[Start of section]

PR #18747, opened 2023-11-15
Move the device test for ShowsKeyboardOnFocus to Appium

### LINKED ISSUE #18740: [testing] Move the device test for ShowsKeyboardOnFocus to Appium
### Description

We are currently seeing a lot of random failures from ShowsKeyboardOnFocus in the Device Tests. This is a bit of a tricky test to have in the device tests. We wrote it before we had Appium up and running so we should get it moved to Appium!

jsuarezruiz:
### Description of Change

Move the device test for ShowsKeyboardOnFocus to Appium.
image

### Issues Fixed

Fixes #18740


src/Controls/tests/DeviceTests/Elements/TextInput/TextInputFocusTests.Android.cs
```diff
@@ -11,7 +11,7 @@ public abstract partial class TextInputFocusTests<THandler, TView> : ControlsHan
 		where THandler : class, IViewHandler, IPlatformViewHandler, new()
 		where TView : VisualElement, ITextInput, new()
 	{
-		[Fact]
+		[Fact(Skip = "It sometimes fails in CI and we have added an UITest")]
```
PureWeen, line 14: If we're moving this to appium we can just delete it here

jsuarezruiz: Removed.

src/Controls/tests/UITests/Tests/Issues/Issue18740.cs
```diff
@@ -0,0 +1,33 @@
...
+
+		[Test]
+		public void Issue18740Test()
+		{
+			this.IgnoreIfPlatforms(new TestDevice[] { TestDevice.iOS, TestDevice.Mac, TestDevice.Windows });
+
+			App.WaitForElement("WaitForStubControl");
+
+			// 1.Make sure keyboard starts out closed.
+			Assert.IsFalse(App.IsKeyboardShown());
```
PureWeen, line 23: If the keyboard here is shown, can we just close it instead of doing an assert? All we care about really is that the keyboard is closed before the "enterText" line runs.

src/Controls/samples/Controls.Sample.UITests/Issues/Issue18740.xaml
```diff
@@ -0,0 +1,16 @@
...
+             x:Class="Maui.Controls.Sample.Issues.Issue18740">
+    <StackLayout>
+        <Label 
+            AutomationId="WaitForStubControl"
+            Text="1. Make sure keyboard starts out closed."/>
+        <Label 
+            Text="2. Focus the Entry."/>
+        <Label 
+            Text="3. Verify that the virtual keyboard appears."/>
+        <Entry
```
PureWeen, line 13: The original device test validated against the Editory/Entry/SearchBar so we'll need to validate against all three of those types to replace the device test.

src/Controls/tests/UITests/Tests/Issues/Issue18740.cs
```diff
@@ -0,0 +1,33 @@
...
+
+			// 2. Focus the Entry.
+			App.EnterText("TestEntry", "test");
```
PureWeen, line 26: Do we need this line? Is it enough to just click the entry so we're giving it focus?

src/Controls/samples/Controls.Sample.UITests/Issues/Issue18740.xaml
jsuarezruiz: Good point. Added Editor/Entry/SearchBar to the test.

src/Controls/tests/UITests/Tests/Issues/Issue18740.cs
jsuarezruiz: Without it, fails to set the focus on Android.

rmarinho (commented):
Would it be better to have 3 tests 1 for Entry, 1 Editor and 1 for SearchBar. 

That way if 1 fails/regresses is clear what happended?!

jsuarezruiz:
> Would it be better to have 3 tests 1 for Entry, 1 Editor and 1 for SearchBar.
> 
> That way if 1 fails/regresses is clear what happended?!

Good point, how should we manage it?. Now we have an associated issue 18740. Should we create more issues?, should we use a different IssueTracker for this cases?

PureWeen:
> Would it be better to have 3 tests 1 for Entry, 1 Editor and 1 for SearchBar.
> 
> That way if 1 fails/regresses is clear what happended?!

Yea, the test should only validate one control at a time.
You can use testcases to run one test per control
https://docs.nunit.org/articles/nunit/writing-tests/attributes/testcase.html

One thing to keep in mind about the way these run vs legacy, is that the tests don't reset between each run, so you have to keep that in mind.

My first thought would be
 - you have a button per control you are testing
 - clicking the button clears any controls added and then adds the next input field under test
 - then you run the test against that input control

jsuarezruiz:
> > Would it be better to have 3 tests 1 for Entry, 1 Editor and 1 for SearchBar.
> > That way if 1 fails/regresses is clear what happended?!
> 
> Yea, the test should only validate one control at a time. You can use testcases to run one test per control https://docs.nunit.org/articles/nunit/writing-tests/attributes/testcase.html
> 
> One thing to keep in mind about the way these run vs legacy, is that the tests don't reset between each run, so you have to keep that in mind.
> 
> My first thought would be
> 
> * you have a button per control you are testing
> * clicking the button clears any controls added, then adds the next input field under test, and closes the keyboard
> * then you run the test against that input control

Ok, updated the implementation to use 3 testcases based on each View: 
image

src/Controls/samples/Controls.Sample.UITests/Issues/Issue18740.xaml.cs
```diff
@@ -0,0 +1,31 @@
...
+	public partial class Issue18740 : ContentPage
+	{
+		public Issue18740()
+		{
+			InitializeComponent();
+		}
+				
+		void OnEntryButtonClicked(object sender, EventArgs e)
+		{
+			Navigation.PushAsync(new Issue18740Entry());
```
PureWeen, line 18: can we await these?

src/Controls/tests/UITests/Tests/Issues/Issue18740.cs
```diff
@@ -0,0 +1,41 @@
...
+			App.DismissKeyboard();
+
+			// 2. Focus the Entry.
+			App.EnterText($"Test{view}", "test");
+			App.Click($"Test{view}");
+
+			// 3. Verify that the virtual keyboard appears.
+			Assert.IsTrue(App.IsKeyboardShown());
+
+			this.Back();
```
PureWeen, line 38: Can we put this back inside a finally or put it inside the tear down code for each run that way if it fails in the middle we aren't stuck on that page?

PureWeen (changes requested):

src/Controls/tests/UITests/Tests/Issues/Issue18740.cs
jsuarezruiz: Changed.

src/TestUtils/src/UITest.Appium/AppiumAndroidApp.cs
```diff
@@ -44,26 +44,33 @@ public override ApplicationState AppState
...
+					return Convert.ToInt32(state) switch
+					{
+						0 => ApplicationState.Not_Installed,
+						1 => ApplicationState.Not_Running,
+						3 or
+						4 => ApplicationState.Running,
+						_ => ApplicationState.Unknown,
+					};
+				}
+				catch
```
PureWeen, line 70: can we log the exception?

src/Controls/samples/Controls.Sample.UITests/Issues/Issue18740.xaml.cs
```diff
@@ -0,0 +1,31 @@
...
+		}
+				
+		async void OnEntryButtonClicked(object sender, EventArgs e)
+		{
+			await Navigation.PushAsync(new Issue18740Entry());
+		}
+
+		void OnEditorButtonClicked(object sender, EventArgs e)
+		{
+			Navigation.PushAsync(new Issue18740Editor());
```
PureWeen, line 23: await

src/Controls/samples/Controls.Sample.UITests/Issues/Issue18740.xaml.cs
```diff
@@ -0,0 +1,31 @@
...
+		}
+
+		void OnSearchBarButtonClicked(object sender, EventArgs e)
+		{
+			Navigation.PushAsync(new Issue18740SearchBar());
```
PureWeen, line 28: await

PureWeen (changes requested):

src/TestUtils/src/UITest.Appium/AppiumAndroidApp.cs
PureWeen, line 70: can we log the exception?

PureWeen (dismissed):

src/TestUtils/src/UITest.Appium/AppiumAndroidApp.cs
rmarinho: Why do we need to add this try catch? I think the AppSetup does handle this logic of retry and log

rmarinho (approved):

[End of section]

#### [ASSIGNMENT]
Only the number is wanted: how many lines above include the word "virtual"?

#### [WRITTEN REPLY]
2